::: Data in this exercise :::

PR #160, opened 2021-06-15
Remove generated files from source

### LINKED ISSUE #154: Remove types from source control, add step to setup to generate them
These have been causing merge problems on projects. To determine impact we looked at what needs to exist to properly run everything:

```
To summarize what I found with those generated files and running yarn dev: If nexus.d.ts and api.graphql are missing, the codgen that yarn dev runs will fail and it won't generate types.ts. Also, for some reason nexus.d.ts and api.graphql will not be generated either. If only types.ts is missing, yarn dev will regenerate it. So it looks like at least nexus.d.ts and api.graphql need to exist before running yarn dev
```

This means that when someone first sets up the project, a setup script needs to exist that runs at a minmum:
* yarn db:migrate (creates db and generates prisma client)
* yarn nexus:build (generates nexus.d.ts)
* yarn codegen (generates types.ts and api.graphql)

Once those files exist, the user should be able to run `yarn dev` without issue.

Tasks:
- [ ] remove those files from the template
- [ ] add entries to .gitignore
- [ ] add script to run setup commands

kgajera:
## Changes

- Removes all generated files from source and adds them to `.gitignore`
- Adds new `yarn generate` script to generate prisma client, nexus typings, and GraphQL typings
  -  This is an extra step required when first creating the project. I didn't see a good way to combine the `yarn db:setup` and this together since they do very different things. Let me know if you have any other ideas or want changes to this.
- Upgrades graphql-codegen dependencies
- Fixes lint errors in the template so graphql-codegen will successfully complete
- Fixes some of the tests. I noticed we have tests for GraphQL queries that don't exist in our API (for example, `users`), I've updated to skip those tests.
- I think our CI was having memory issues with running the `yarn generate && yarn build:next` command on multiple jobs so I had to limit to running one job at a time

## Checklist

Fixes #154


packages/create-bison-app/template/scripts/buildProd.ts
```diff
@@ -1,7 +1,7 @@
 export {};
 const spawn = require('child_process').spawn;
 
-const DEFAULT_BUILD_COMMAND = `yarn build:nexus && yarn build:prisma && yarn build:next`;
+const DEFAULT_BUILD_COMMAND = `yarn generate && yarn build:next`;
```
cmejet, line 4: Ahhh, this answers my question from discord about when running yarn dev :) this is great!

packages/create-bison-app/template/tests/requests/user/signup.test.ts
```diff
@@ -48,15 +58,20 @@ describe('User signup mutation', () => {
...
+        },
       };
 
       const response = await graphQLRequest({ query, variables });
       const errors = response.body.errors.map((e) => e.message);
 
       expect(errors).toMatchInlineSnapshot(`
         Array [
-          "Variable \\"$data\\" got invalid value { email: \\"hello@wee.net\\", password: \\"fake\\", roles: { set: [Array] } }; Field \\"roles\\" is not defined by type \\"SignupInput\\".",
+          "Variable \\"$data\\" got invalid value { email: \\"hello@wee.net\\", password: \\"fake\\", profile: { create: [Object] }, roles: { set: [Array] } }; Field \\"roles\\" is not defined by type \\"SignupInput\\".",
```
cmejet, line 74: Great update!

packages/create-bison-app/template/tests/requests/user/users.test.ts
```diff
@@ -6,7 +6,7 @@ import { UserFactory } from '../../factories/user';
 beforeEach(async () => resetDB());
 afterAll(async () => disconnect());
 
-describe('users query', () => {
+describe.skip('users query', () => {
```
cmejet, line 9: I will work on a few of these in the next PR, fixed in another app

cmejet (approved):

:::

To do: I need each of the entries above printed again exactly.

Task answer:
PR #160, opened 2021-06-15
Remove generated files from source

### LINKED ISSUE #154: Remove types from source control, add step to setup to generate them
These have been causing merge problems on projects. To determine impact we looked at what needs to exist to properly run everything:

```
To summarize what I found with those generated files and running yarn dev: If nexus.d.ts and api.graphql are missing, the codgen that yarn dev runs will fail and it won't generate types.ts. Also, for some reason nexus.d.ts and api.graphql will not be generated either. If only types.ts is missing, yarn dev will regenerate it. So it looks like at least nexus.d.ts and api.graphql need to exist before running yarn dev
```

This means that when someone first sets up the project, a setup script needs to exist that runs at a minmum:
* yarn db:migrate (creates db and generates prisma client)
* yarn nexus:build (generates nexus.d.ts)
* yarn codegen (generates types.ts and api.graphql)

Once those files exist, the user should be able to run `yarn dev` without issue.

Tasks:
- [ ] remove those files from the template
- [ ] add entries to .gitignore
- [ ] add script to run setup commands

kgajera:
## Changes

- Removes all generated files from source and adds them to `.gitignore`
- Adds new `yarn generate` script to generate prisma client, nexus typings, and GraphQL typings
  -  This is an extra step required when first creating the project. I didn't see a good way to combine the `yarn db:setup` and this together since they do very different things. Let me know if you have any other ideas or want changes to this.
- Upgrades graphql-codegen dependencies
- Fixes lint errors in the template so graphql-codegen will successfully complete
- Fixes some of the tests. I noticed we have tests for GraphQL queries that don't exist in our API (for example, `users`), I've updated to skip those tests.
- I think our CI was having memory issues with running the `yarn generate && yarn build:next` command on multiple jobs so I had to limit to running one job at a time

## Checklist

Fixes #154


packages/create-bison-app/template/scripts/buildProd.ts
```diff
@@ -1,7 +1,7 @@
 export {};
 const spawn = require('child_process').spawn;
 
-const DEFAULT_BUILD_COMMAND = `yarn build:nexus && yarn build:prisma && yarn build:next`;
+const DEFAULT_BUILD_COMMAND = `yarn generate && yarn build:next`;
```
cmejet, line 4: Ahhh, this answers my question from discord about when running yarn dev :) this is great!

packages/create-bison-app/template/tests/requests/user/signup.test.ts
```diff
@@ -48,15 +58,20 @@ describe('User signup mutation', () => {
...
+        },
       };
 
       const response = await graphQLRequest({ query, variables });
       const errors = response.body.errors.map((e) => e.message);
 
       expect(errors).toMatchInlineSnapshot(`
         Array [
-          "Variable \\"$data\\" got invalid value { email: \\"hello@wee.net\\", password: \\"fake\\", roles: { set: [Array] } }; Field \\"roles\\" is not defined by type \\"SignupInput\\".",
+          "Variable \\"$data\\" got invalid value { email: \\"hello@wee.net\\", password: \\"fake\\", profile: { create: [Object] }, roles: { set: [Array] } }; Field \\"roles\\" is not defined by type \\"SignupInput\\".",
```
cmejet, line 74: Great update!

packages/create-bison-app/template/tests/requests/user/users.test.ts
```diff
@@ -6,7 +6,7 @@ import { UserFactory } from '../../factories/user';
 beforeEach(async () => resetDB());
 afterAll(async () => disconnect());
 
-describe('users query', () => {
+describe.skip('users query', () => {
```
cmejet, line 9: I will work on a few of these in the next PR, fixed in another app

cmejet (approved):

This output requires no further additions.